Benchmarks
Why benchmark
Fizeau exists because we wanted a single agent runtime where the harness and the model are independently swappable. The benchmarks here exist for the same reason: they separate harness loss from model loss so you can answer questions of the form “is it the loop that’s hurting, or the model?” with evidence.
Each benchmark exercises the agent loop the same way — same prompts, same tools, same compaction policy, same tool-call accounting. We then permute the variables:
- Same model, different provider/runtime. The Qwen3.6-27B profiles route the same model through OpenRouter (cloud), vLLM int4 on a local GPU (sindri), and oMLX 8-bit on Apple silicon (vidar). A pass-rate or wall-time delta between these profiles is provider/runtime loss — the cost of how the bytes reach the model, not what the model is.
- Same model, different harness. The
fiz-harness-*profiles wrap Claude Code, Codex, Pi, and OpenCode through fiz so the model and the API stay constant while the agent loop changes. A delta here is harness loss. - Different models, same task. The leaderboard rows on each report page show how frontier hosted models (Claude Opus 4.6, GPT-5.4, Gemini 3 Pro) score on the same task set.
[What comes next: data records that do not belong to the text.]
Issue #333, opened 2025-08-14
Builtins for CICS


asatklichov:
Currently we are only supporting core-PL/I-language built-ins. 
Let's add support for DB2 and CICS built-ins. 

e.g.  DFHRESP(NORMAL) or DFHEIBLK  

https://www.ibm.com/docs/en/cics-ts/6.x?topic=components-built-in-functions 

<img width="461" height="131" alt="Image" src="https://github.com/user-attachments/assets/ddc7ea01-bd53-4cf6-8fad-441c62485102" />

For more info 
https://www.ibm.com/docs/en/cics-ts/6.x?topic=available-documentation-in-pdf
https://www.ibm.com/docs/en/cics-ts/5.6.0?topic=code-how-use-resp-resp2-options
https://www.ibm.com/docs/en/epfz/6.1.0?topic=functions-built-in

PR #509, opened 2025-12-03
Support `DFHRESP` statement

msujew:
Related to https://github.com/zowe/zowe-pli-language-support/issues/333

Does not implement the full suite of CICS builtins. I have something separate planned for that.

### DIFF
--- a/packages/language/test/fourslash/preprocessor/cics/dfhresp-disabled.ts
+++ b/packages/language/test/fourslash/preprocessor/cics/dfhresp-disabled.ts
@@ -13,4 +13,6 @@
 
 //// DFHRESP(DISABLED)
 
+// Expect that the DISABLED code map to the correct number
+// Note: Applies to all other valid codes as well
 preprocessor.expectTokens("84");
--- a/packages/language/test/fourslash/preprocessor/cics/dfhresp-disabled.ts
+++ b/packages/language/test/fourslash/preprocessor/cics/dfhresp-disabled.ts
@@ -1,0 +1,16 @@
+/**
+ * This program and the accompanying materials are made available under the terms of the
+ * Eclipse Public License v2.0 which accompanies this distribution, and is available at
+ * https://www.eclipse.org/legal/epl-v20.html
+ *
+ * SPDX-License-Identifier: EPL-2.0
+ *
+ * Copyright Contributors to the Zowe Project.
+ *
+ */
+
+/// <reference path="../../framework.ts" />
+
+//// DFHRESP(DISABLED)
+
+preprocessor.expectTokens("84");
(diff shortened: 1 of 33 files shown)


packages/language/test/fourslash/preprocessor/cics/dfhresp-disabled.ts
```diff
@@ -0,0 +1,16 @@
...
+ *
+ * Copyright Contributors to the Zowe Project.
+ *
+ */
+
+/// <reference path="../../framework.ts" />
+
+//// DFHRESP(DISABLED)
+
+preprocessor.expectTokens("84");
```
ssmifi, line 18: _Suggestion_: The expected tokens are not obvious. Could we make the `CicsResponseCode` accessible via the fourslash constants?

packages/language/test/fourslash/preprocessor/cics/parse-fail-dfhresp-only-keyword.ts
```diff
@@ -0,0 +1,17 @@
...
+ * Copyright Contributors to the Zowe Project.
+ *
+ */
+
+/// <reference path="../../framework.ts" />
+
+//// DFHRESP
+
+// The DFHRESP keyword on its own should be treated as a normal token
+preprocessor.expectTokens("DFHRESP");
```
ssmifi, line 17: _Question_: This would result in a parser error later on, right, which would be ok in the missing close case, I suppose? However, in this case, shouldn't we provide a more concrete diagnostic? Same for "wrong code"?

ssmifi (commented):
Implementation looks good, thanks. I have two small questions about the testing/diagnostics.

packages/language/test/fourslash/preprocessor/cics/dfhresp-disabled.ts
msujew: We could, but then we don't really test the codes themselves. I.e. we (or an AI agent, looking at you GH Copilot, which constantly tried to change the enum values) could accidentally change the value of one `CicsResponseCode` and we wouldn't notice it anymore. This way, the test asserts that the exact expected string value is produced when executing the statement.

packages/language/test/fourslash/preprocessor/cics/parse-fail-dfhresp-only-keyword.ts
msujew: Good point. I'll add a parser error diagnostic for incorrect codes. Note that the compiler emits something like `DFHRESP` as a token if simply used as a variable. Only in the `DFHRESP(<code>)` syntax it will actually emit the respective code string.

packages/language/test/fourslash/preprocessor/cics/dfhresp-disabled.ts
ssmifi: I see. If you're nice, you could leave a comment that states that this is testing the actual cics code, but not necessary. :)

packages/language/test/fourslash/preprocessor/cics/parse-fail-dfhresp-only-keyword.ts
ssmifi: Ok, as this is behaving like the real compile, I suppose it is ok. Maybe we should keep in mind (or track) that we potentially could provide better diagnostics than the real compiler here.

ssmifi (approved):
Thank you!

Issue #311, opened 2025-07-29
[Discrepancy] % in do-types


ssmifi:
In 

```
 RGT005: PROCEDURE() OPTIONS(MAIN); 
   %DCL I FIXED;
   %DCL X CHAR;
   %I = 0;
   %X = "";
   %DO WHILE(I <= 3); 
     %X = X || "A";
     %I = I + 1;
   %END;
   DCL Variable%;X FIXED;
 END RGT005;    
```  
`%DO WHILE(I <= 3);` is accepted but `%DO %WHILE(I <= 3);` is not.

_Note: I will check the other do-types as well_

ssmifi:
Former result regarding the requirement of `%` are also true for
`%DO FOREVER;` vs `%DO %FOREVER;`
`%DO UNTIL;` vs `%DO %UNTIL;`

That’s the upper bound a small open-weight model is measured against.
Every per-turn timing — first-token latency, decode rate, prefill time — lands on disk in line-delimited JSON. The reports below come from those logs via scripts/benchmark/generate-report.py; rerunning the script regenerates every chart and table here.
Headline numbers
| Profile | pass@k | p50 TTFT | p50 decode | p50 wall | avg cost |
|---|---|---|---|---|---|
| OpenRouter (cloud) | 61.8%55/89 | 0.89s | 47 tok/s | 569s | $0.143 |
| vLLM int4 local CUDA | 34.1%28/82 | 18.98s | 66 tok/s | 845s | — |
| llama.cpp Q3_K_XL local CUDA | 32.0%24/75 | 1.96s | 18 tok/s | 487s | — |
| oMLX 8-bit local Apple Silicon | 38.3%31/81 | 10.15s | 15 tok/s | 930s | — |
harborframework/terminal-bench-2-leaderboard. Ensembles (OB-1, Junie_CLI multi-model) are filtered out; for each model we pick the single-model harness with the highest pass@k.| Model | via | pass@k |
|---|---|---|
| Claude Opus 4.6 | Crux__Claude-Opus-4.6 | 96.6%86/89 |
| GPT-5.4 | Forge__GPT-5.4 | 89.9%80/89 |
| GPT-5.3-Codex | Mux__GPT-5.3-Codex | 88.8%79/89 |
| Gemini 3 Pro | Ante__Gemini-3-Pro-Preview | 82.0%73/89 |
| Gemini 3.1 Pro | Judy__Gemini-3.1-Pro-Preview | 93.3%83/89 |
Raw data explorer
The benchmark workbench exposes every collected cell as a browser-side analytical table with search, sort, filters, pairwise model-gap slices, and aggregate views over model, quantization, runtime, hardware, tokens, cost, and outcomes.
What’s measured
| signal | source | what it tells you |
|---|---|---|
| pass@k | TB-2.1 verifier | does the agent solve the task, k=5 reps, any-pass |
| TTFT (p50) | per-turn llm.delta − llm.request | provider prefill + queue latency under realistic context |
| decode tok/s (p50) | per-turn llm.response.ts − first delta | steady-state generation rate post-prefill |
| wall (p50) | trial start → trial end | total time the agent took, end-to-end |
| turns (p50) | count of llm.request per trial | how much the agent loop iterated |
| cost ($) | provider pricing × tokens | only meaningful for paid profiles |
A turn-by-turn breakdown bucketed by input-token length (prefill scaling) is on each per-benchmark page.
Available benchmarks
The left navigation links each benchmark we run today; add a new one by editing scripts/benchmark/profiles/*.yaml and rerunning the generator.